626 – Statistical Inference for Economic Time Series
Fast Estimation of Time Series with Multiple Long-Range Persistencies
Tucker Sprague McElroy
U.S. Census Bureau
Scott H. Holan
University of Missouri
Gegenbauer processes allow for flexible and convenient modeling of time series data with multiple spectral peaks, where the qualitative description of these peaks is via the concept of cyclical long-range dependence. The Gegenbauer class is extensive, including ARFIMA, seasonal ARFIMA, and GARMA processes as special cases. Model estimation is challenging for Gegenbauer processes when multiple zeroes and poles occur in the spectral density, because the autocovariance function is laborious to compute.
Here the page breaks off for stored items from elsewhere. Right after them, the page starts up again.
PR #2331, opened 2025-04-11
Implement BIO_dump

kingstjo:
# Issues:
Addresses #CryptoAlg-3030

# Description of changes:

Implemented BIO_dump() function in AWS-LC, matching OpenSSL 1.1.1's functionality. This function enables hexadecimal dumping of data through the BIO interface, providing compatibility for applications that rely on this OpenSSL API.

- Uses existing hexdump infrastructure in crypto/bio/hexdump.c
- Maintains OpenSSL 1.1.1 API compatibility
- Returns total bytes written to match OpenSSL behavior

# Call-outs:

- Function maintains compatibility with OpenSSL 1.1.1 API specification
- Returns total bytes written, matching OpenSSL's behavior

# Testing:

Added test in crypto/bio/bio_test.cc


crypto/bio/hexdump.c
```diff
@@ -192,3 +192,17 @@ int BIO_hexdump(BIO *bio, const uint8_t *data, size_t len, unsigned indent) {
...
+    return -1;
+  }
+  
+  // Use existing hexdump functionality with no indentation
+  if (!BIO_hexdump(bio, (const uint8_t *)data, (size_t)len, 0)) {
+    return -1;
+  }
+  
+  // Return estimate of bytes written (each line is ~80 bytes)
+  return ((len + 15) / 16) * 80;
```
justsmth, line 207: Instead of needing to estimate how many bytes were written, this could be exact. Why not modify `hexdump_write` above to return the actual number of bytes written (just bump a counter on each of its calls to `BIO_write`), call `hexdump_write` directly instead of calling it via `BIO_hexdump`, then return whatever value it returns?

kingstjo: Thank you for your suggestion about making the byte count exact. I considered modifying `hexdump_write `as you suggested, but went with the memory BIO approach for a few reasons:

Since `hexdump_write `is a static function with multiple write points (both it and the finish function write data), I was concerned about maintaining proper encapsulation.

The memory BIO approach seemed cleaner by using existing APIs rather than modifying internal functions, especially as a newcomer to the codebase.

This implementation accounts for all bytes written while being resilient to any future changes in the hexdump formatting logic.

The slight overhead of an extra allocation seemed acceptable for a debugging function like `BIO_dump`. I believe this approach offers the best balance of correctness and maintainability, but I'm open to discussing further if you have additional insights on this implementation.

samuel40791765 (approved):

justsmth (approved):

The method of splitting -- essentially computing autocovariances by convolving long memory and short memory dynamics -- is only tractable when a single long memory pole exists. The main contribution of this paper is to propose an additive decomposition of the spectrum into a sum of spectra that each have a single singularity, so that an efficient splitting method can be applied to each term and then aggregated. This approach differs from McElroy and Holan (2012), which handles all poles in the spectral density at once through a careful analysis of truncation error. This paper's technique allows for fast estimation of time series with multiple long-range dependencies, which we illustrate numerically and through several case-studies.